The UN imposed a new set of sanctions on the North after the warhead test, whereupon Pyongyang unilaterally withdrew from its 60-year-old non-aggression pact with the South, and terminated the defense hotline between the two Korean capitals.

It’s not clear what, if anything, will be done about the reactor restart.  If everyone can come to an agreement on the assessment about it, there will presumably be a strongly-worded rebuke from the United Nations sometime in the next year, and perhaps a really emphatic reminder from Washington about U.S. sanctions.

Defense secretary Chuck Hagel was in South Korea early in the week, assuring the media that the U.S. has no plans to draw down or restructure our force level on the peninsula, as U.S. forces launch a major military construction project to relocate further from the line of confrontation with the North.  This plan has been in the works for some years, reflecting an agreement between Seoul and Washington for South Korean troops to assume more of the lead in the defensive coalition that enforces the armistice.

While in Seoul, Hagel viewed a military parade featuring South Korea’s Hyunmu-2 and Hyunmu-3 missiles, which would augment any stand-off counterattack plan against the North.  So far, so good: message of solidarity and readiness in the face of North Korean provocation.

The Kerry gambit

Then John Kerry showed up.  His message was somewhat different.  In the face of Pyongyang’s record of irresponsibility and provocation, he offered assurances, at a press conference in Tokyo on 4 October, that the U.S. has no intention of trying to regime-change the North, and, indeed, is ready to sign a nonaggression pact – something the Kim regime has long sought, but which the U.S. has long declined to commit to – if North Korea will denuclearize.

 

Kerry, taking time off from promising not to regime-change Kim Jong-Un, surprises Hagel with a birthday celebration in Tokyo.  Reuters pool photo
Kerry, taking time off from promising not to regime-change Kim Jong-Un, surprises Hagel with a birthday celebration in Tokyo. Reuters pool photo

Kerry’s gratuitous assurances against regime change are presumably a response to an intemperate refrain from North Korea casting every foreign criticism of the Kim dynasty as an attempt to regime-change it.  There was a time when it could go without saying that the U.S. was under no obligation to address, in our own diplomatic communications, the hysterical information themes of totalitarian dictatorships.  But we have clearly entered a different time, so it bears saying now.

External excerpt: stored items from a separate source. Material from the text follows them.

PR #6829, opened 2021-10-24
Update jline and TCA

electronicboy:
updates jline to 3.21.0, and TCA to 1.3.0

There is some considerations here given that now the ASM library is bundled with the mojang server, we could maybe go back to using the JNA version of jline, which, IIRC, worked better in some areas vs jline, I forget if there was another reason for switching to jline, given the years of terminals being terminals it's hard to remember what were the implications of all solutions available, windows being a common breaking ground here...

maybe want to perform the typical "has it broken an environment we care about" tests...

jar available here in the next few minutes: https://keybase.pub/electronicboy/builds/paper/versions/1.17.1/Paper-1.17.1-R0.1-SNAPSHOT-update-jline.jar

### DIFF
--- a/patches/server/0137-Use-TerminalConsoleAppender-for-console-improvements.patch
+++ b/patches/server/0137-Use-TerminalConsoleAppender-for-console-improvements.patch
@@ -19,7 +19,7 @@ Other changes:
     configuration
 
 diff --git a/build.gradle.kts b/build.gradle.kts
-index 1f4c0f2156c588fcbb3b0329a416dc20a4b355a8..9b70376813531718c02082633e9f8105f4879a63 100644
+index 1f4c0f2156c588fcbb3b0329a416dc20a4b355a8..e2ec23e597a3519550251b9f150bad8795b29a48 100644
 --- a/build.gradle.kts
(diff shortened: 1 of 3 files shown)


MiniDigger:
where taco man with his stack of test VMs of obscure OSs when you need him :/

zml2008:
Yeah, last time I looked at the options of terminals i went with jansi just cuz it was smaller

we've been using this version of jline in Sponge for quite a while. However, looking at the newer releases, it looks like 3.21.0 updates jansi to a version that fixes an issue with apple silicon and adds actual natives for aarch64, you'll probably want that

electronicboy:
I apparently brain farted and went to 3.20 instead of 3.21, thanks for pointing that out zml; Just updated, jar is uploading now (same link), will be there in a few (currently uploading, keybase like 10s, 9, 8, 7, 6, 10....)

electronicboy:
We've had a few people test various setups and no complaints thus far nor do I really expect any issues from this, just kinda like having a few quick tests of common environments, think we'll just merge this as-is, am sure somebody will show up in a week or twos time about some OS environment we've never heard of before

PR #6831, opened 2021-10-25
Fix issues with mob conversion

Machine-Maker:
* PiglinAbstract docs were incorrect for setConversionTime
* converting skeletons to strays would spam EntityTransformEvent if the event was cancelled
* converting piglins in the overworld had the same spam-event result
* upstream used the wrong method when setting a skeletons conversion time


kennytv:
Not sure I like resetting the timer since that's a bit of a behavioral break

Machine-Maker:
> Not sure I like resetting the timer since that's a bit of a behavioral break

That’s what the event does for other conversions. Upstream just didn’t add that for the newer things. I think it’s consistent.

kennytv (approved):

Issue #6812, opened 2021-10-21
setFrozen or freezetick similar to firetick


Boy0000:
### Is your feature request related to a problem?

Unlike with firetick, the freeze effect is only applied when inside powder snow for x ticks. Simply repeatedly setting the freezetick to max for a player doesnt solve it.

### Describe the solution you'd like.

Some way to specify that an entity is frozen, as if they were inside a powder snowblock with max freezetick.
There is already entity.isFrozen, but it only returns if it is frozen or not.

This would ofcourse not be removed when not in a powder snow block, and be a constant effect until it is "false"

### Describe alternatives you've considered.

Constantly setting the entities freezetick to max (doesnt work)
Sending a blockchange to the location of the entity

### Other

![136946145-73542c0f-9f03-4a20-b234-ffed604c8142](https://user-images.githubusercontent.com/62521371/138312993-b207a45f-c888-4aaf-a4d6-1ae71d4c17e3.gif)
When constantly setting freezeticks, this is the result.

Machine-Maker:
For someone who looks into this, I think a TriState would be applicable here. To essentially override the default isFullyFrozen check with true, false, or not set, which falls back on the vanilla mechanics.

PR #6833, opened 2021-10-25
Entity powdered snow API

Machine-Maker:


Boy0000:
Would this sort out #6812 by letting u say that `isInPowderedSnow = true` or is it only for returning the state?
Freeze effect is very cool but it isn't easy to apply to the player

Machine-Maker:
> Would this sort out #6812 by letting u say that `isInPowderedSnow = true` or is it only for returning the state? Freeze effect is very cool but it isn't easy to apply to the player

That flag is reset every tick. So setting it for an entity wouldn't really only have an effect for part of that entities tick. What you are looking for would require some more work, that's out of the scope of that PR.

kennytv (approved):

It’s foolish in the extreme to assure Kim Jong-Un that we are not interested in regime change in North Korea.  For one thing, of course we are.  That doesn’t mean we are actively plotting it, but it does mean we have no stake in the continuation of the Kim regime – or, from a larger standpoint, in the continued division of Korea, as opposed to reunification on terms advantageous for both sides – and we shouldn’t send signals suggesting that we do.  The best way to avoid that is to discipline our communications so that we say only what we mean, rather than reacting to the formulations concocted by the North.

Meanwhile, Kerry could take a page from Colin Powell’s book on the topic of nonaggression pacts.  In 2003, after months of demands from Kim Jong-Il that the U.S. sign a nonaggression pact and recognized North Korea’s “sovereignty,” Powell reiterated for a media audience the longstanding U.S. position that we don’t sign nonaggression pacts, which typically end up being worthless anyway.  You’d think Pyongyang’s unilateral abrogation of the pact with South Korea six months ago, in a fit of temper, would be a timely reminder of just why we have long considered such pacts to be a bad idea.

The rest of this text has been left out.